Anterior cruciate ligament (ACL) injury could lead to functional impairment along with disabilities. ACL reconstruction often fails owing to the regeneration failure of tendon-bone interface. Herein, we aimed to investigate the effects of Runt related transcription factor 1 (RUNX1) on tendon-bone healing after ACL reconstruction using bone mesenchymal stem cells (BMSCs).

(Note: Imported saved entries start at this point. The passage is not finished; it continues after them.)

PR #375, opened 2026-05-27
Fix netd CNI chain priority

### LINKED ISSUE #373: netd TPROXY MITM is broken on several common Kubernetes distributions / CNIs
## Summary

We're evaluating sandbox0 v0.4.1 across a matrix of local Kubernetes setups and finding that netd's TPROXY-based egress interception silently fails on more configurations than the docs suggest. One root cause (chain-order vs Calico / kube-router / Canal) is fully RCA'd with a one-line code fix; a second (suspected Cilium BPF intercept) needs maintainer input. Filing one issue because the symptoms manifest differently per CNI but the diagnostic protocol is the same.

## How we test ("did netd actually intercept?")

`curl https://github.com` returning HTTP 200 from inside a sandbox is **not** sufficient evidence that netd is enforcing — for an allowed destination, netd L4-splices the connection and the pod sees the real upstream's cert. We had several false positives until we settled on this protocol:

1. Register a template with `network.mode: block-all` plus a single `trafficRules` allow for `github.com:443`.
2. Claim a sandbox from that template via `POST /api/v1/sandboxes` (the pool pre-warm pod is **not** registered with netd until claimed — `sandbox_ips` in netd logs goes from 0 → 1 on claim).
3. From inside the claimed sandbox:
   - `curl -m 8 https://github.com` should return 200.
   - `curl -m 8 https://example.com` should **fail at TLS** with `SSL_ERROR_SYSCALL` (netd closes the connection after the SNI/Host lookup denies the destination).
4. Confirm in netd logs: `"TCP decision denied" ... "host":"example.com" "reason":"l4_denied" "action":"deny"`. If you see this log line, netd is working. If example.com instead returns 200, netd was bypassed.

## Compatibility matrix (sandbox0 0.4.1)

| Host VM | K8s distro | CNI | netd MITM works? | Notes |
|---|---|---|---|---|
| OrbStack | kind (kubeadm) | kindnet | ✅ yes | docs-spec config: `kindest/node:v1.35.0` + `enable-aggregator-routing=true`, NodePort port mappings |
| OrbStack | vind (vcluster Docker driver) | Cilium 1.16 | ❌ no | TPROXY rule counter increments, sandbox traffic still reaches real upstream (HTTP 200 to denied destinations). Suspected Cilium BPF veth-ingress intercept |
| OrbStack | vind | Flannel (vcluster default) | ❌ no | TCP SYN dropped — different symptom from Cilium but same diagnosis class (TPROXY redirect doesn't deliver to listener) |
| Lima VM | kind (inside the lima VM) | kindnet | ✅ yes | Kernel-level TPROXY verified with a minimal socat+IP_TRANSPARENT test from a pod |
| Lima VM | kubeadm (direct) | flannel | ❌ no | |
| Lima VM | k3s | flannel + kube-router | ❌ no | curl times out; kube-router installs `ACCEPT ctstate RELATED,ESTABLISHED` in mangle PREROUTING before NETD_PREROUTING |
| Lima VM | RKE2 | Canal (Calico + Flannel) | ⚠️ works with workaround | Same chain-order issue as k3s; we run a 30-line systemd unit that re-pins NETD_PREROUTING to position 1 every 2s. Felix overwrites it on its sync cycle |

## Root cause #1: chain ordering in mangle PREROUTING (Calico / Canal / kube-router)

`netd/pkg/redirect/manager.go:141` attaches NETD_PREROUTING via `Append`:

```go
m.ipt.Append(mangleTable, "PREROUTING", "-j", chainName)
```

CNIs that enforce NetworkPolicy via iptables install their own chain at mangle PREROUTING position 1, and that chain starts with an `ACCEPT ctstate RELATED,ESTABLISHED` rule. Because the nat / mangle table exits processing on ACCEPT, every packet on an ESTABLISHED TCP stream short-circuits past NETD_PREROUTING. The initial SYN (ctstate NEW) does TPROXY, but the connection stalls at the next data segment — symptom is "connects, hangs at TLS".

Confirmed CNIs in this class: Calico, Calico-via-Canal (RKE2 default), kube-router (k3s default).

`netd/pkg/redirect/manager.go:159` already uses `Insert(1)` for the nat table — the mangle path is the bug. Suggested fix:

```go
m.ipt.Insert(mangleTable, "PREROUTING", 1, "-j", chainName)
```

with a corresponding update to the existence check (line 134) to also verify position.

Without this fix, sandbox0 MITM is effectively unreliable on any cluster running a NetworkPolicy-enforcing CNI in iptables mode.

### Reproducer (RKE2 / Calico)

```
iptables -t mangle -L PREROUTING -nvx
# Observe: cali-PREROUTING at position 1, NETD_PREROUTING at the tail.
iptables -t mangle -I PREROUTING 1 -j NETD_PREROUTING
# Now curl https://<allowed-host> from a fresh sandbox returns 200 in <1s.
# Felix re-inserts cali-PREROUTING within ~10s and the workaround is lost.
```

## Root cause #2 (suspected): Cilium BPF veth ingress pre-empts netfilter TPROXY

On OrbStack + vind + Cilium 1.16 (tested with `kubeProxyReplacement=false`, `routing-mode=tunnel`, `Host: Legacy` per `cilium-dbg status`):

- NETD_PREROUTING TPROXY counter increments correctly per outbound :443 SYN from the claimed sandbox.
- netd listens on `0.0.0.0:18443` with the expected caps (`CAP_NET_ADMIN`, `CAP_NET_RAW`, privileged container).
- No connections ever land on netd's listener; tcpdump on the host's `lo` using port 18443 is empty during traffic. (Note: tcpdump-by-port-18443 is not a definitive *negative* signal if netd uses `IP_TRANSPARENT` — the kernel preserves the original 5-tuple, so the right filter is by the pod's source IP. Mentioning because we initially misdiagnosed on this.)
- The pod's veth peer (`lxc<hash>`) has a Cilium `cil_from_container` tcx/ingress BPF program attached. We suspect this program is redirecting packets via `bpf_redirect` to the egress path before the kernel's marked-fwmark → local-input delivery can complete.

This is a *suspicion*, not a confirmed RCA. Filing it because it consistently breaks under multiple test protocols. If maintainers have prior experience with Cilium-versus-iptables-TPROXY conflicts, that context would help.

## Versions

- sandbox0: 0.4.1 (charts: vendored `sandbox0-infra-operator-0.4.1.tgz`)
- Kubernetes: 1.34 / 1.35 (no behavioral difference observed)
- Cilium: 1.16.4 (Helm chart, `kubeProxyReplacement=false`)
- vcluster: 0.34.0 (Docker driver / "vind" mode)
- kind: per `kindest/node:v1.35.0`
- Host kernel: OrbStack `6.19.13-orbstack-gbd1dc07b8cf4` (Linux 6.19, aarch64); Lima Ubuntu 26.04 (kernels 5.15 / 6.8 / 6.17 / 7.0 all tested, no difference)
- `CONFIG_NETFILTER_XT_TARGET_TPROXY=y` confirmed in /proc/config.gz on OrbStack kernel

## Asks

1. Patch `netd/pkg/redirect/manager.go:141` to `Insert(1)` for the mangle table to fix the Calico / kube-router / Canal class.
2. Document the Cilium BPF interaction (or fix it). Cilium is a popular CNI; "use kindnet" isn't a viable production answer.
3. Consider documenting the block-all-template test protocol as the canonical "is netd really working?" check, since several of us hit false positives with HTTP-200-on-allow-all-template.

## Workaround we ship for one class

```
# /usr/local/sbin/netd-rule-pin.sh
while true; do
  if iptables -t mangle -C PREROUTING -j NETD_PREROUTING 2>/dev/null; then
    line=$(iptables -t mangle -L PREROUTING --line-numbers \
           | awk '$2=="NETD_PREROUTING"{print $1; exit}')
    if [ -n "$line" ] && [ "$line" != "1" ]; then
      iptables -t mangle -D PREROUTING -j NETD_PREROUTING
      iptables -t mangle -I PREROUTING 1 -j NETD_PREROUTING
    fi
  fi
  sleep 2
done
```

Wrapped in a systemd unit on every node. Not production-grade — Felix wins the race occasionally.

laotoutou:
## Summary
- Keep `NETD_PREROUTING` and `NETD_NAT_PREROUTING` pinned at the top of host `PREROUTING` chains without a delete-before-insert gap.
- Add unit coverage for insert-before-cleanup behavior and iptables rule parsing.
- Add a shared netd transparent TCP egress e2e case and a CNI matrix workflow for kindnet, flannel, canal, and Cilium native + host legacy routing.

## CNI support boundary
- Supported: kindnet, flannel, canal, and Cilium `routingMode=native` with `bpf.hostLegacyRouting=true`.
- Not supported by this backend: Cilium default tunnel/VXLAN datapath, because sandbox pod traffic does not reliably traverse host iptables `mangle/PREROUTING` before Cilium's eBPF datapath forwards it.

Fixes #373

## Tests
- `go test ./netd/pkg/redirect`
- `go test ./tests/e2e/cases`
- `go test -run TestSelectScenarioManifestPaths ./tests/e2e/scenarios/single-cluster`
- `go test ./tests/e2e/scenarios/single-cluster -run TestSingleCluster -ginkgo.dry-run -ginkgo.focus="API network policy mode.*enforces transparent TCP egress through netd"`
- `bash -n tests/e2e/cni/install.sh`
- `git diff --check`

### DIFF
--- a/.github/workflows/netd-cni-e2e.yml
+++ b/.github/workflows/netd-cni-e2e.yml
@@ -1,0 +1,98 @@
+name: Netd CNI E2E
+
+on:
+  pull_request:
+    paths:
+      - ".github/actions/**"
+      - ".github/workflows/netd-cni-e2e.yml"
+      - "Dockerfile"
+      - "Dockerfile.local"
+      - "Makefile"
+      - "manager/**"
+      - "netd/**"
+      - "pkg/**"
+      - "tests/e2e/**"
+      - "go.mod"
+      - "go.sum"
+  workflow_dispatch:
+
+concurrency:
+  group: netd-cni-e2e-${{ github.event.pull_request.number || github.ref }}
+  cancel-in-progress: true
+
+jobs:
+  netd-cni:
+    name: netd (${{ matrix.cni }})
+    runs-on: ubuntu-latest
+    timeout-minutes: 50
+    permissions:
+      contents: read
+    strategy:
+      fail-fast: false
+      matrix:
+        include:
+          - cni: kindnet
+            short: kindnet
+            kind_config: tests/e2e/kind-config.yaml
+            install_cni: "false"
+          - cni: flannel
+            short: flannel
+            kind_config: tests/e2e/kind-config-no-cni.yaml
+            install_cni: "true"
+          - cni: canal
+            short: canal
+            kind_config: tests/e2e/kind-config-no-cni.yaml
+            install_cni: "true"
+          - cni: cilium-native-host-legacy
+            short: cilium
+            kind_config: tests/e2e/kind-config-no-cni.yaml
+            install_cni: "true"
+    env:
+      KIND_CLUSTER_NAME: sandbox0-netd-${{ matrix.short }}
+    steps:
+      - uses: actions/checkout@v4
+
+      - name: Prepare infra environment
+        uses: ./.github/actions/prepare-infra
+        with:
+          infra-dir: .
+          kind-config: ${{ matrix.kind_config }}
+          kind-cluster-name: ${{ env.KIND_CLUSTER_NAME }}
+          cache-key-suffix: netd-cni-${{ matrix.short }}
+
+      - name: Install CNI
+        if: matrix.install_cni == 'true'
+        shell: bash
+        run: bash tests/e2e/cni/install.sh "${{ matrix.cni }}"
+
+      - name: Run netd CNI E2E
+        env:
+          E2E_USE_EXISTING_CLUSTER: "true"
+          E2E_CLUSTER_NAME: ${{ env.KIND_CLUSTER_NAME }}
+        run: make test-e2e-netd-cni
+
+      - name: Dump cluster state on failure
+        if: failure()
+        shell: bash
+        run: |
+          echo "=== nodes ==="
+          kubectl get nodes -o wide || true
+          echo "=== pods ==="
+          kubectl get pods -A -o wide || true
+          echo "=== netd logs ==="
+          kubectl -n sandbox0-system logs -l app.kubernetes.io/name=netd --all-containers --tail=-1 || true
+          echo "=== sandbox0-system events ==="
+          kubectl -n sandbox0-system get events --sort-by=.lastTimestamp || true
+          kind export logs "${RUNNER_TEMP}/kind-logs-${{ matrix.short }}" --name "${KIND_CLUSTER_NAME}" || true
+
+      - name: Upload kind logs
+        if: failure()
+        uses: actions/upload-artifact@v4
+        with:
+          name: netd-cni-e2e-kind-logs-${{ matrix.short }}
+          path: ${{ runner.temp }}/kind-logs-${{ matrix.short }}
+          if-no-files-found: ignore
+
+      - name: Cleanup Kind cluster
+        if: always()
+        run: kind delete cluster --name "${KIND_CLUSTER_NAME}" || true
--- a/Makefile
+++ b/Makefile
@@ -1,4 +1,4 @@
-.PHONY: all build test test-all test-integration test-integration-verbose test-e2e test-e2e-kind test-e2e-destroy test-e2e-load-images test-e2e-prepare-kind test-e2e-specific lint tidy vendor clean helm-update helm-configs release docker-build docker-build-local build-local-all docker-push proto manifests apispec oapi-codegen
+.PHONY: all build test test-all test-integration test-integration-verbose test-e2e test-e2e-kind test-e2e-destroy test-e2e-load-images test-e2e-prepare-kind test-e2e-specific test-e2e-netd-cni lint tidy vendor clean helm-update helm-configs release docker-build docker-build-local build-local-all docker-push proto manifests apispec oapi-codegen
 
 # Tool Binaries
 LOCALBIN ?= $(shell pwd)/bin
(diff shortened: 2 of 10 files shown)


laotoutou:
Adding the netd CNI compatibility notes for this PR.

The main change is that netd still uses iptables TPROXY as the primary backend, but it no longer assumes that every CNI can use the same generic TCP TPROXY path. TCP interception now follows the datapath shape of each CNI:

1. kindnet / flannel

These are bridge-based CNIs. In this path, generic TCP TPROXY can match packets in bridge netfilter but does not reliably deliver them to the local proxy. For these CNIs, TCP uses the `nat/PREROUTING -> NETD_NAT_PREROUTING -> REDIRECT` fallback. netd still recovers the original destination with `SO_ORIGINAL_DST` and applies the same policy decision before forwarding.

UDP still uses mangle TPROXY because there is no equivalent reliable REDIRECT path for preserving the original UDP destination.

2. canal / Calico

Canal uses Calico workload interfaces with the `cali+` prefix. TCP REDIRECT is not reliable here because Calico workload policy and PREROUTING chain ordering can prevent local delivery to netd. For this path, TCP uses interface-scoped TPROXY rules on `-i cali+`.

netd also pins `NETD_PREROUTING` to the top of `mangle/PREROUTING`, ahead of CNI chains such as `cali-PREROUTING`. This prevents cases where only the SYN reaches netd and later packets bypass it through CNI `RELATED,ESTABLISHED` rules. The jump update is no-gap: netd inserts the top jump first, then removes lower duplicate jumps.

3. Cilium native + host legacy routing

In this mode, Cilium pod endpoint interfaces use the `lxc+` prefix, and `bpf.hostLegacyRouting=true` makes traffic go through the host iptables path. TCP therefore uses interface-scoped TPROXY rules on `-i lxc+`. This PR validates `routingMode=native + bpf.hostLegacyRouting=true` both manually and in CI.

4. Cilium default tunnel/VXLAN

This is still outside the support boundary of the current iptables backend. With the default tunnel/VXLAN datapath, sandbox pod egress is not guaranteed to traverse host iptables `mangle/PREROUTING`, so iptables TPROXY cannot reliably intercept it. Supporting that mode would require a Cilium/eBPF-specific backend instead of extending the current iptables rules.

The new e2e coverage runs the same netd test case across the CNI matrix: kindnet, flannel, canal, and cilium-native-host-legacy. The test claims a sandbox, applies `block-all` with one allowed fixture PodIP:8080/tcp, waits for the netd applied hash, then verifies that the allowed target succeeds and the denied target fails.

Elevated expression of RUNX1 contributed to tendon-bone healing after ACL reconstruction using BMSCs.

BMSCs were isolated from the marrow cavity of rat femur, followed by the modification of RUNX1 with lentiviral system. Then, an ACL reconstruction model of rats was established with autografts.

Results of flow cytometry exhibited positive-antigen CD44 and CD90, as well as negative-antigen CD34 and CD45 of the BMSCs. Then, we found that RUNX1-upregulated BMSCs elevated the decreased biomechanical strength of the tendon grafts after ACL reconstruction. Moreover, based on the histological observation, upregulation of RUNX1 was linked with better recovery around the bone tunnel, a tighter tendon-bone interface, and more collagen fibers compared to the group of BMSCs infected with LV-NC. Next, RUNX1-upregulated BMSCs promoted osteogenesis after ACL reconstruction, as evidenced by the mitigation of severe loss and erosion of the cartilage and bone in the tibial and femur area, as well as the increased number of osteoblasts identified by the upregulation of alkaline phosphatase, osteocalcin, and osteopontin in the tendon-bone interface.